许涛无功受禄,真很难过意得去。想跟她说,这些事情都不是他做的,他不过是个介质,当个传递工具而已。实则是有另一个人在尽心喝护,知道她状态不好,工作又很繁重,将她方方面面的细微之处都想到了。许涛盯着江南看,搞不明白两人是种什么关系,江南的全然不知不像是装出来的,而那个人的尽心尽力也不是走秀或者耍花枪,从不曾听说江南跟那样的人物有关系,当真是本难念的经。
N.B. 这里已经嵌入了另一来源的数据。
PR #2, opened 2022-07-27
Update proto

neekolas:
## Summary
Makes some updates to the protos to closer to feature parity with the existing LibP2P APIs. Notably
- Adds startTime and endTime fields to the `QueryRequest`
- Adds simplified pagination to the `QueryRequest`
- Adds a timestamp to the `PublishRequest`
- Moves `SortDirection` into a top level message so it can be used in multiple places
- Only allows publishing to one content topic at a time (seems like multi-publish is a potential DOS vector, and doesn't serve have much utility for our use-cases)

## Notes
I made the cursor a `oneof` type, since I would really like to change the way we handle cursor based pagination to have a simpler query structure. The pagination queries are needlessly complex, and would ideally be based off of a single field. I initially adopted this model to be more consistent with `go-waku`, who then changed their structure to a better model after we shipped.


snormore (approved):

mkobetic (approved):
Excellent!

PR #3, opened 2022-07-27
Force dependency versions

neekolas:
## Summary
Use some blank imports to keep dependency versions pinned in the `go.mod`


neekolas:
Linter doesn't like that very much, so I'll try and shut it up. 
CleanShot 2022-07-27 at 11 54 27@2x

mkobetic (approved):
❤️

mkobetic:
This seems to be exactly what the docs prescribe https://github.com/grpc-ecosystem/grpc-gateway#installation

PR #4, opened 2022-07-27
Typescript Support

neekolas:
## Summary
- Includes some build scripts for Typescript proto generation, borrowed and adapted from @snormore's previous work on the client SDK
- Some prototype-y Typescript compilation. Definitely needs some testing to ensure this package is actually importable
- Changes all `google.protobuf.Timestamp` objects to `uint64`. [See this conversation](https://xmtp-labs.slack.com/archives/C02BABHFZG9/p1658961552938639). Technically message timestamps can be negative in Waku. I think we should just validate against that so we can assume all timestamps are positive, but I could switch to `sint64` to avoid that validation if we really care.
- Setup `semantic-release` to publish this as a NPM package

## Next Steps
- Ensure JS code actually runs in different environments


neekolas:
One thing that's pretty cringey about the generated code with `protoc-gen-grpc-gateway` is that the type for a `uint64` is actually a `string`. Guess that's how they send it over the wire, and there is no runtime transformation of numeric types to strings for you.

CleanShot 2022-07-27 at 16 06 41@2x

mkobetic:
Didn't you want to commit the generated code?

mkobetic:
> One thing that's pretty cringey about the generated code with `protoc-gen-grpc-gateway` is that the type for a `uint64` is actually a `string`. Guess that's how they send it over the wire, and there is no runtime transformation of numeric types to strings for you.
> 
> CleanShot 2022-07-27 at 16 06 41@2x

Uff, that is crappy, anything reasonable alternative that would come out better?

dev/ts/generate
```diff
@@ -0,0 +1,10 @@
+#!/usr/bin/env bash
+set -e
+
+(
+  cd dev/ts/protoc
+  docker build -t xmtp/protoc .
```
mkobetic, line 6: We don't use docker for the Go side, does this make it easier?

neekolas:
> Didn't you want to commit the generated code?

Generally I hate committing generated code. It leads to noisy and hard to read diffs and new places to find merge conflicts.

Go just doesn't leave you much choice in the matter. 

But for TS it's both easy and an established pattern to generate everything on demand before you publish.

dev/ts/generate
neekolas: I _could_ use it for both. The go side runs the generator in a pre-recommit hook, so I'm trying to keep that flow as lean as possible. Given how rarely this changes, was also thinking of breaking this out into a tiny repo of its own so that we don't have to build the image on its own.

neekolas:
> Uff, that is crappy, any reasonable alternative that would come out better?

Haven't found anything that lets me get better types out of the generator. What I am working on is a more robust `ApiClient` that wraps the generated code in the SDK, and adds some better types as well as handles things like pagination.

mkobetic (approved):

mkobetic:
I'll update xmtp-node-go for the new timestamp format.

PR #5, opened 2022-08-04
Use Envelope in PublishRequest

mkobetic:
Writing some publish tests I noticed that I need to [transform Envelope into PublishRequest](https://github.com/xmtp/xmtp-node-go/blob/main/pkg/api/server_test.go#L132-L136), which seems kinda pointless and arguably inconsistent with the rest of the API which returns Envelopes. We are also losing Envelope.Id which is probably not good either. So I'm proposing to just wrap the Envelope in the PublishRequest instead (do we want to allow collection of them maybe?).


go/message_api/v1/message_api_grpc.pb.go
```diff
@@ -1,7 +1,7 @@
 // Code generated by protoc-gen-go-grpc. DO NOT EDIT.
 // versions:
 // - protoc-gen-go-grpc v1.2.0
-// - protoc             v3.21.2
+// - protoc             v3.19.4
```
neekolas, line 4: You'll want to upgrade your `protoc` version to make these go away

neekolas:
I wouldn't be against taking a collection of Envelopes. Seems like there are plenty of valid cases for publishing multiple messages at once that we shouldn't be blocking at the API level.

neekolas:
This is entirely my fault, since I haven't yet written a README for the `proto` package, or setup the commitlint. But you'll want to use the same "semantic-release" format for commit messages to trigger new releases for the JS SDK.

I'll fix those issues today.

neekolas:
For publishing, we would expect `Envelope.id` to be blank, right? Those get generated server side right now, and I'd rather not reproduce the logic in case we get inconsistencies.

mkobetic:
> This is entirely my fault, since I haven't yet written a README for the `proto` package, or setup the commitlint. But you'll want to use the same "semantic-release" format for commit messages to trigger new releases for the JS SDK.

I'll squash-rebase to clean up the commit, what should the commit message be in this case? This is a breaking change so should we roll the major number?

neekolas:
Given that the library isn't being used in `main` of the SDK yet, I think the number doesn't matter much as long as it's incremented at all. But in theory it should be a breaking change.

mkobetic:
> For publishing, we would expect `Envelope.id` to be blank, right? Those get generated server side right now, and I'd rather not reproduce the logic in case we get inconsistencies.

Hm, good point. Is this an argument against this change then?

neekolas:
Clients do care about the ID for read APIs (for example, to dedupe messages). Proto fields are optional, so we could just not use it on Publish. If we were to ship this change, I would just make the API we expose to users exclude the field and leave it blank in the API calls.

mkobetic:
Hm, looking at the node side it seems the ID is [mixed up with the pagingInfo.Cursor.Digest](https://github.com/xmtp/xmtp-node-go/blob/main/pkg/store/db_store.go#L87). Isn't that field sufficient for the querying side of things? You wouldn't get it when you stream messages via Subscribe, but you arguably shouldn't need to dedupe in that case, no?

neekolas:
We also want `ID` on the messages themselves. For example, in the example chat app we dedupe messages between streaming and list API calls using the ID. It's also very helpful in a React context for the `key` field.

mkobetic:
I'm missing parts of the puzzle here, I don't see a way to actually get the stored Id. Relayed messages don't have it at all and HistoryResponse also just has []*WakuMessages and those don't have Id either. So how are we getting it at all?

neekolas:
Maybe it's actually being generated on the client right now via `js-waku` (which we no longer have)

mkobetic:
Looks like it's just generated on the client side https://github.com/xmtp/xmtp-js/blob/main/src/Message.ts#L70-L71. So we should be able to just drop it here right?

neekolas:
In any case, it's going to be challenging to generate consistent IDs on the client now, given that we serialize things so differently.

mkobetic:
> In any case, it's going to be challenging to generate consistent IDs on the client now, given that we serialize things so differently.

It seems it's generated just from our proto payload so that should remain consistent.

mkobetic:
OK, rebased, cleaned up, commit message fixed, GTG?

neekolas:
I guess that means our IDs have always been different from server IDs

neekolas (approved):

mkobetic:
> I guess that means our IDs have always been different from server IDs

I'm not sure we really have server IDs, they seem to only exist in store.Envelope and get throw away immediately after retrieval from DB. So they don't seem to exist outside of the store subsystem.

neekolas:
LibP2P gossipsub definitely cares about IDs as well. It just calls it `Hash` in that context.

PR #6, opened 2022-08-05
Add fetch polyfill

neekolas:
## Summary
- Adds a polyfill for the `fetch` API to this repo.
- Updates the README to explain the precommit hooks and how to setup development

## Notes
- All of the generated proto code relies on the Fetch API, which is standard in browsers but not in Node. This PR creates a fetch polyfill using [Undici](https://undici.nodejs.org/#/), which adheres closer to the fetch WHATWG standard than other fetch polyfills you can find on NPM. I tried the more standard fetch polyfill (cross-fetch), but it conflicts with @stardazed/streams-polyfill - which we use for message compression - and causes the application to crash on startup. This appears to be because of the non-standard body types [explained here](https://github.com/node-fetch/node-fetch/blob/main/docs/v3-LIMITS.md). Given the focus on standards-compliance, and the support of Node.js core (it is in the process of merging into Node.js itself), it feels like a better choice than cross-fetch even if we have to do the polyfilling ourselves.
- We use the `browser` field of the package.json to not include the polyfill module in browser bundles made with Rollup or Webpack.

### DIFF
--- a/README.md
+++ b/README.md
@@ -1,2 +1,11 @@
 # proto
+
 Shared Protocol Buffers and their associated generated code
+
+## Working on this repo
+
+Before committing any changes to this repo, you will want to run `npm i` at least once. This will install the Husky precommit hooks to your machine.
+
+Go code will be regenerated based on the `.proto` files on each commit and does not need to be done manually.
+
+Commit messages must be in the [Angular Commit Message Convention](https://gist.github.com/stephenparish/9941e89d80e2bc58a153)
--- a/package.json
+++ b/package.json
@@ -2,12 +2,13 @@
   "name": "@xmtp/proto",
   "version": "0.0.0-development",
   "description": "Protobuf client and generated classes for GRPC API",
-  "main": "./ts/dist/cjs/index.js",
-  "module": "./ts/dist/esm/index.js",
+  "main": "./ts/dist/cjs/node.js",
+  "module": "./ts/dist/esm/node.js",
   "types": "./ts/dist/types/index.d.ts",
+  "browser": "./ts/dist/esm/index.js",
   "exports": {
     ".": {
-      "types": "./ts/types/cjs/index.d.ts",
+      "types": "./ts/types/types/index.d.ts",
       "import": "./ts/dist/esm/index.js",
       "require": "./ts/dist/cjs/index.js"
     }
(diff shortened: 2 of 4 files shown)


package.json
```diff
@@ -2,12 +2,13 @@
   "name": "@xmtp/proto",
   "version": "0.0.0-development",
   "description": "Protobuf client and generated classes for GRPC API",
-  "main": "./ts/dist/cjs/index.js",
-  "module": "./ts/dist/esm/index.js",
+  "main": "./ts/dist/cjs/node.js",
+  "module": "./ts/dist/esm/node.js",
   "types": "./ts/dist/types/index.d.ts",
+  "browser": "./ts/dist/esm/index.js",
```
neekolas, line 8: This is how I conditionally exclude the polyfill package entirely from browser builds

elisealix22: Is there an advantage to using the browser-provided fetch? I would almost lean to using the polyfill for everything for consistency / making it easier to debug since we have to support it anyways

README.md
```diff
@@ -1,2 +1,11 @@
...
+
 Shared Protocol Buffers and their associated generated code
+
+## Working on this repo
+
+Before committing any changes to this repo, you will want to run `npm i` at least once. This will install the Husky precommit hooks to your machine.
+
+Go code will be regenerated based on the `.proto` files on each commit and does not need to be done manually.
+
+Commit messages must be in the [Angular Commit Message Convention](https://gist.github.com/stephenparish/9941e89d80e2bc58a153)
```
elisealix22, line 11: Out of curiosity: Is this used to generate something? Or just a preference for the repo?

elisealix22 (commented):
Love the `Working on this repo` section! Just a couple of questions for you.

package.json
neekolas: Undici only works in browsers with some complicated WASM builds, since it's full of native code. It'll also blow up the bundle size (it's quite large).

README.md
neekolas: It gets used to version the NPM package, just like XMTP JS

elisealix22 (approved):

README.md
elisealix22: Nice! Might be useful to add that note to the README for clarity on how it's used, but it could be declared somewhere else and I'm not seeing it.

PR #7, opened 2022-08-09
Add authn protocol

mkobetic:
This PR proposes a fairly significant change to our authn story. Instead of running a separate protocol, we would just add a `Token` type, carrying pretty much the same payload as `authn.Request` does, to the `message/v1` protocol. The Token  would need to be attached to every request and validated by the nodes (again same type of validation as authn did), so the validation would happen on every request instead of on every run of the authn protocol (although significant chunk of this could be cached since the token remains the same during its validity period).

The token can be carried as a standard HTTP/GRPC authorization header (The gateway maps these automatically https://github.com/grpc-ecosystem/grpc-gateway#mapping-grpc-to-http). The server side processing can be implemented with a GRPC interceptor.

Upsides:
* no need to orchestrate the interaction of the the two protocols
* the token is portable across nodes, so the client doesn't need to "reauthenticate" if it gets loadbalanced to a different node
* implementation should be simpler

Downsides:
* The token/signature validation happens on every request (we can cache some of that if needed)
* We are losing the channel binding of the token that was mediated by the peer IDs, so the blast radius of a leaked token is necessarily larger (but comparable to JWT token style authorization)


proto/authn/v1/authn.proto
```diff
@@ -0,0 +1,70 @@
...
+  
+  message ClientAuthResponse{
+    oneof version {
+      V1ClientAuthResponse v1 = 1;
+    }
+  }
+  
+  message AuthData {
+    string wallet_addr = 1;
+    string peer_id = 2;
```
neekolas, line 68: It seems like we are going to need to remove the `peer_id` and figure out some sort of alternative identifier

mkobetic:
@neekolas I'm not entirely sure what to do on the TS side. It doesn't seem like I should just add
```
export * from "./auth/v1/authn.pb"
```
to `ts/index.ts`. Wouldn't that yield a single package with everything mixed together?

neekolas:
> Wouldn't that yield a single package with everything mixed together?

Ya, we should probably move to namespacing the exports. `export * as authn from './auth/v1/authn.pb'`

neekolas:
Although we don't have to export anything right now. All we are ultimately going to care about from Typescript is whatever GRPC Gateway API gets exposed. We shouldn't need any typescript for the actual protos.

mkobetic:
Hrm, this will be a problem, whan I run `npm run generate` I get:
```
authn/v1/authn.proto: is a proto3 file that contains optional fields, but code generator protoc-gen-grpc-gateway-ts hasn't been updated to support optional fields in proto3. Please ask the owner of this code generator to support proto3 optional.--grpc-gateway-ts_out: 
```

neekolas:
@mkobetic There is a hack listed in [this issue](https://github.com/grpc-ecosystem/protoc-gen-grpc-gateway-ts/issues/21), but it's not great. The suggestion is just to modify the generator and make it register itself as supporting optional fields when it doesn't. Given that we don't actually have optional fields (I'm not entirely sure why this is triggered, but I suspect it's because `oneof` fields with a single option are effectively the same as `optional` in proto3) that may be enough to make it generate valid code.

Open to better suggestions.

proto/authn/v1/authn.proto
```diff
@@ -0,0 +1,71 @@
...
+message ClientAuthRequest {
+    PublicKey identity_key = 1;
+    bytes auth_data_bytes = 3;
+    Signature auth_data_signature = 4;
+}
+  
+message ClientAuthResponse {
+    oneof union {
+        bytes token = 1;  // if auth was successful
+        string error_str = 2; // if auth was not successful
```
neekolas, line 53: Why can't we just use GRPC's native status codes, with custom messages, to pass error responses?

mkobetic:
> @mkobetic There is a hack listed in [this issue](https://github.com/grpc-ecosystem/protoc-gen-grpc-gateway-ts/issues/21), but it's not great. The suggestion is just to modify the generator and make it register itself as supporting optional fields when it doesn't. Given that we don't actually have optional fields (I'm not entirely sure why this is triggered, but I suspect it's because `oneof` fields with a single option are effectively the same as `optional` in proto3) that may be enough to make it generate valid code.
> 
> Open to better suggestions.

It's because of the optional Signature on the PublicKey. We can actually remove optional on it since we require the wallet signature anyway. That's also why I dropped the separate signature field from the message, we my as well use the field on the PublicKey struct (I understand that Jazz was trying to preserve the original definition, but I don't think we really need to in this case). So I just removed optional on that field and it's not complaining now.

neekolas:
OK, great. `optional` fields are kinda silly in protobuf since all fields are technically optional

proto/authn/v1/authn.proto
mkobetic: Maybe we can, I'm not quite sure how that works. I'm still just playing with this, trying to figure out what I want to do.

At this point I'm thinking the token could really be just a random number, that we associated with the wallet when auth succeeds (this is the replacement for peer Id in peer store). The client will have to pass the token along with every request to the API and until the token is purged from the store (purgeLoop) the requests will be allowed. I think this would be an equivalent of what we had.

But then it gets interesting what happens when we purge the token and the connection is still active, somehow the client would have to re-engage the auth flow to get a new token. Makes me wonder if we couldn't just use the AuthData bundled as a token with every request to begin with. Then we don't have to worry about the protocol interplay and requests will be automatically portable between nodes too. Thoughts?

neekolas:
@mkobetic OK, great.

proto/authn/v1/authn.proto
mkobetic: To clarify the token would be produced by the client and it would sign a timestamp and wallet address using the identity key signed by the wallet. The server would just check the token on every request. If the token is too old or signatures don't check out, the request is rejected (probably using GRPC interceptors to implement this). That's it.

proto/authn/v1/authn.proto
```diff
@@ -0,0 +1,71 @@
...
+    string wallet_addr = 1;
+    uint64 timestamp = 3;
+}
+
+////////////////////////////
+
+service AuthnApi {
+    rpc Authenticate (ClientAuthRequest) returns (ClientAuthResponse) {
+        option (google.api.http) = {
+        post: "/authn/v1/authenticate"
```
neekolas, line 67: Feels like this and the next two lines should be indented. Does the formatter let you?

mkobetic: I just run `dev/lint` on this and it mostly autofixes things. I'll check.

proto/authn/v1/authn.proto
neekolas: That doesn't sound crazy to me. Little bit of extra overhead verifying all the signatures on each publish, but there's no network calls or anything like that. I like that it's stateless and portable.

Apps would be able to generate tokens infinitely into the future, but that was possible with the previous flow as well (so long as they kept the same peerID). Probably not our biggest worry. 

Wdyt @jazzz?

mkobetic: We can reject tokens with future timestamps.

proto/authn/v1/authn.proto
```diff
@@ -0,0 +1,71 @@
...
+}
+  
+message ClientAuthResponse {
+    oneof union {
+        bytes token = 1;  // if auth was successful
+        string error_str = 2; // if auth was not successful
+    }
+}
+  
+message AuthData {
```
neekolas, line 57: One thing we are going to have to figure out is how we consistently serialize this `AuthData` into `auth_data_bytes` between the client and server, now that we only have a JSON API and no client-side protobuf. Whatever gets serialized into `auth_data_bytes` needs to be verifiable by the server. I guess we could use actual-protobuf just for this step, but that feels awkward.

proto/authn/v1/authn.proto
mkobetic: Also, in general signature verification should be cheaper than signing (unless that changed with the EC world). So the important thing performance wise would probably be caching the token on the client side while it's valid.

neekolas: It's a case of stockpiling. You could generate them to the year 3000 and then use them at the right moment.

neekolas: Will definitely cache in the client. We'll need to agree on some validity window (60 mins?) and regenerate if expired.

mkobetic: Looks like I was wrong https://www.ietf.org/proceedings/92/slides/slides-92-lwig-3.pdf, claims that EC verification is slower than EC signing :til:. Even so, if it becomes an issue, nodes can cache tokens that they've already seen as well, if it comes to that.

neekolas: We would have to make sure this whole thing serializes into a small enough size to fit in the HTTP Headers. Usually that gets cut off at 4kb or 8kb

mkobetic: > It's a case of stockpiling. You could generate them to the year 3000 and then use them at the right moment.

Interesting, I'm not sure what would motivate a client to do that. It just increases a chance of someone stealing the token and impersonate them. I think rejecting future tokens can help making far future tokens less valuable. They would still have an "expiration window" sized period where it would be valid.

neekolas: > I'm not sure what would motivate a client to do that

Ya, most of the cases I can think of would be in the event of a malicious client...in which case we have bigger problems to worry about, since they can generate new tokens whenever they want.

proto/authn/v1/authn.proto
mkobetic: I think protobuf makes sense since we are using protobuf for messages themselves.

proto/authn/v1/authn.proto
mkobetic: JWT auth with GRPC interceptors https://dev.to/techschoolguru/use-grpc-interceptor-for-authorization-with-jwt-1c5h

proto/authn/v1/authn.proto
neekolas: I'm fine with using `protobuf`. Keeps things leaner, which matters when you are stuffing it into a HTTP header.

Wouldn't you have to include the full `ClientAuthRequest` into the header to do the real validation and tie it to a wallet address? Not just the `AuthData`, but the pub key and wallet signature.

proto/authn/v1/authn.proto
mkobetic: > We would have to make sure this whole thing serializes into a small enough size to fit in the HTTP Headers. Usually that gets cut off at 4kb or 8kb

Yup, shouldn't be too bad, the signatures should be on the order of the key sizes, so I'd estimate good bit less than 1kb total.

proto/authn/v1/authn.proto
mkobetic: Sorry, yes, the idenity key and the signatures would have to be part of it.

neekolas: If we are going with this suggestion (which I'm into assuming Jazz doesn't have any concerns), then we would want to do the codegen here with `protoc-gen-ts_proto` just like we do in the `buf.gen.yaml` on the client.

mkobetic:
@neekolas, the latest is how it would look if Authn was just a Token that is part of the message/v1 protocol. WDYT?

dev/ts/generate
```diff
@@ -7,4 +7,4 @@ set -e
 )
 
 rm -f ./ts/**/*.pb.ts
-docker run --rm -i -v${PWD}:/code xmtp/protoc -I=./proto --grpc-gateway-ts_out=ts message_api/v1/message_api.proto
\ No newline at end of file
+docker run --rm -i -v${PWD}:/code xmtp/protoc -I=./proto --grpc-gateway-ts_out=ts message_api/v1/message_api.proto message_api/v1/authn.proto
```
neekolas, line 10: We are going to want to change this to use `protoc-gen-ts_proto` for the `authn` protos to get real protobuf generated code. This is going to generate types and code for a GRPC Gateway JSON API.

Think we'll need to add the `--ts_proto_opt=esModuleInterop=true` flag as well

proto/message_api/v1/authn.proto
```diff
@@ -0,0 +1,66 @@
...
+    oneof union {
+        Secp256k1Uncompresed secp256k1_uncompressed = 3;
+    }
+}
+
+///////////////////////////////////////////////////////////////////////////////
+
+// Token is used by clients to prove to the nodes
+// that they are serving a specific wallet.
+message Token {
```
neekolas, line 46: This looks good

dev/ts/generate
mkobetic: Can you suggest the change you have in mind. This stuff is black magic to me.

neekolas: I'll try and commit it to this branch. It'll take a little fiddling for me to figure out too. Protoc arguments never work the way I expect them to.

proto/authn/v1/authn.proto
jazzz: Few Questions:

- In this scheme how is the node providing the sybil resistance portion of Authn? Is each node checking a cache of wallets it has verified and then polling as needed?

- The PeerId previously was providing replay and PITM resistance as the authentication was performed per channel which was tied to a client EC Pair. Do we have a mechanism to tie this token to a particular channel? or minimally a client application? 

- I'm assuming were using TLS for client->gateway security. Are we pinning certificates?

dev/ts/generate
neekolas: You can see the changes I made [here](https://github.com/xmtp/proto/pull/7/commits/4a3ff12b35442c2de0b89ad19bd2cb6a30a69f0e)

Basically, I added the generator to the Docker image and run it as a second codegen step, since the output formats are different. 

This build is getting complicated enough I am starting to wonder if using `buf` would make this more maintainable/readable. I hesitated to include it originally, since it's giving us very little value in `xmtp-js`. But maybe it makes sense here just to make this configuration more declarative.

proto/authn/v1/authn.proto
neekolas: > In this scheme how is the node providing the sybil resistance portion of Authn? Is each node checking a cache of wallets it has verified and then polling as needed?

Think that is the idea. I would imagine the node would look up the wallet transaction history from the Alchemy API on first use of a wallet address, and all rate-limiting would be based on the wallet address and not the token.

> The PeerId previously was providing replay and PITM resistance as the authentication was performed per channel which was tied to a client EC Pair. Do we have a mechanism to tie this token to a particular channel? or minimally a client application?

GRPC Gateway is just a regular HTTP API, we have no other form of client authentication built in. This would be a bearer token. The token would be valid for N minutes, after which it would be rejected. This does mean that a compromised key would be usable by a PITM for N minutes.

mkobetic: > Few Questions:
> 
> * In this scheme how is the node providing the sybil resistance portion of Authn? Is each node checking a cache of wallets it has verified and then polling as needed?

Not quite sure what you mean by sybil resistence here. The limits are tied to a wallet, Authn tied a wallet to a peerId so a request authorization would go peerId -> wallet -> limit. This scheme just skips the peerId bit and ties each requests to a wallet directly. It does that doing the same thing as authn did to tie the peerId to wallet. The downside we do the wallet validation on every request.

> * The PeerId previously was providing replay and PITM resistance as the authentication was performed per channel which was tied to a client EC Pair. Do we have a mechanism to tie this token to a particular channel? or minimally a client application?

There doesn't seem to be a way to tie incoming requests to channels in GRPC world. I'm not sure how to replicate that aspect here. I'm not sure we need to worry about MITM, that should be handled by TLS between the client and the server. The only replay protection with the Token is its expiration period, so if it does get stolen somehow (by a node?) that is an issue for a time. This seems on par with what JWT based authorization does.

We could try to emulate the peerID effect by having the client generate an EC pair, include the public key in the token and sign each request using the private key. That would complicate the message protocol quite a bit. We'd have to repackage each request type into some kind of signed structure. Is that worth it? Do we need to do better than common web auth does?

neekolas: Given that all nodes on the network already have the capability to send unlimited messages, and that this token is only used for sybil resistance/rate limiting of user clients, I'm not concerned about nodes stealing tokens. The horse has already left the barn there.

dev/ts/generate
mkobetic: Thank you! I'd rather postpone switching to buf for a separate PR.

mkobetic:
I updated the PR description to summarize where we are atm (including Jazz's objections). Let me know if something's off.

I'd like to go ahead with this so that I can move forward on the node side. I'd appreciate some ✅ if we are far enough here.

dev/ts/generate
neekolas: Makes sense. I can take that one.

proto/authn/v1/authn.proto
jazzz: @neekolas all sounds reasonable. 
 
 > We could try to emulate the peerID effect by having the client generate an EC pair,
 @mkobetic agreed I don't think this makes sense. I'm thinking forward to the work on malicious client prevention, where we might want a tight coupling of token to application. Non of this should stall this work. 
 
 I think this plan makes sense for the near horizon. As mechanisms such as postage become reality we can migrate to a more privacy preserving method to keeping the network secure.

proto/message_api/v1/authn.proto
```diff
@@ -0,0 +1,66 @@
...
+// AuthData carries token parameters that are authenticated
+// by the identity key signature.
+// It is embedded in the Token structure as bytes
+// so that the bytes don't need to be reconstructed
+// to verify the token signature.
+message AuthData {
+    // address of the wallet
+    string wallet_addr = 1;
+    // time when the token was generated/signed 
+    uint64 timestamp = 2;
```
mkobetic, line 64: One thought: Should we turn this into `valid_until` to allow the client to control the validity expiration within node enforced constraint? (e.g. let's say the nodes will only accept up to an hour or something).

neekolas (approved):

proto/authn/v1/authn.proto
jazzz: > You could generate them to the year 3000 and then use them at the right moment.

If we could include a challenge response, that would be helpful for mitigating future malicious clients . Not sure how feasible that is.

The server provides an input which must be included in the token. In an optimal world it would be unique to a session but I get this this would impact the portability across nodes.

Even if the challenge was a slowly changing network variable (Think block height), old tokens could be invalidated. There's still a window of compromise, but would likely remove the stockpiling issue as it would be less appealing to be storing T*|C| entries

proto/message_api/v1/authn.proto
neekolas: It's hard for me to imagine a client developer choosing anything less than the maximum amount of time, given that the tokens are there to protect XMTP more than they are to protect the user.

mkobetic: I look at it differently. A stolen token is not an issue for the network, it doesn't matter who used up the limit. It is an issue for the user, since it allows someone to DOS them. So I was thinking a more paranoid user may want to reduce the expiration period at the cost of having to create tokens more often.

proto/authn/v1/authn.proto
jazzz: effectively establishing an upper and lower bound on the validity of tokens. This would mean when the rest of the malicious client mitigation work is completed we won't need to worry about the risk of legacy tokens.

mkobetic: Isn't the timestamp basically a "slowly changing network variable"? I don't see stockpiling as an issue. There's no point for a valid client to stockpile tokens. There's nothing to gain from it other then increasing a chance of someone stealing them.

mkobetic: > effectively establishing an upper and lower bound on the validity of tokens. This would mean when the rest of the malicious client mitigation work is completed we won't need to worry about the risk of legacy tokens.

The bounds I want to set with this design are
1. node_time < token.timestamp
2. token.timestamp < node_time + expiration(1h?)

So a token is only valid between token.timestamp and token.timestamp+expiration interpreted in node time.

jazzz: > There's no point for a valid client to stockpile tokens.

Agreed but I'm thinking in the context of a malicious node.

> Isn't the timestamp basically a "slowly changing network variable"?

Time is deterministic, and since the timestamp field is client supplied and untrustworthy theres no guarantee of when that token was generated. By adding a random variable to be included, we build confidence that the token was generated after the challenge was made public.

jazzz: There are other more substantial issues that need to be addressed before this is the limiting factor, so I'm happy to revisit it later. However having a "proof of life" style mechanic that establishes a lowerbound on when the token was generated would reduce risk of token abuse

proto/message_api/v1/authn.proto
neekolas: I still don't see it. If we have a problem where people are able to compromise these tokens and use them for DOS, pretty sure the response is going to be to not use the network at all. Being DOS'd for 20 minutes and 60 feels about the same to the end user: unacceptable.

mkobetic: Fair enough, I'll leave this be.

proto/authn/v1/authn.proto
neekolas: > Agreed but I'm thinking in the context of a malicious client.

At least right now, the malicious client would also have the `IdentityKey`s needed to generate new tokens on demand.

proto/message_api/v1/authn.proto
jazzz: I think having a time the token was generated would be helpful into the future.

Though I could see having an addition field for expiry like in the JWT spec.

neekolas: If we care about having the client be aware of when the tokens are due to expire we could always add a response header where the server would provide that value. Not sure how useful it is given that the client can always just regenerate when a request fails with a 401 status code, but that feels preferable to having the client guess when the token is going to expire.

neekolas:
Great. This is going to be quite easy to integrate into my branch.

mkobetic:
Sigh, as soon as I merged I realized that `AuthData.timestamp` should probably be `AuthData.created_ns` to fit the `message/v1` theme. Worth fixing in a follow up?

I also note that there's also `PublicKey.timestamp`, but changing that would move us away from the xmtp-js stuff. Not quite sure that actually matters though.

mkobetic:
And I think I tripped up with the semantic releaser thingy 🤦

真相不该由他来说,江南这人固执,如果知道真相后不想收受,任谁都拿她没办法。
说了几句客套话,抬腕看时间,切入一下今天的主题:“今天我们两个任务艰巨,你知道的,刑讯逼供能申请司法鉴定成功的,在中国这个悲摧的国度算少数,即便真的申请成功了,能否被法庭认可,在我从业以来,真的没见有哪个案例成功过,所以,我们也就是努力的偿试,如果真的不成功,还得回到先翻供,再辩护的原路上。你嘴巴利,思路清析,刘春玉身上的伤你也见过,今天你是主力军了,全靠你了。”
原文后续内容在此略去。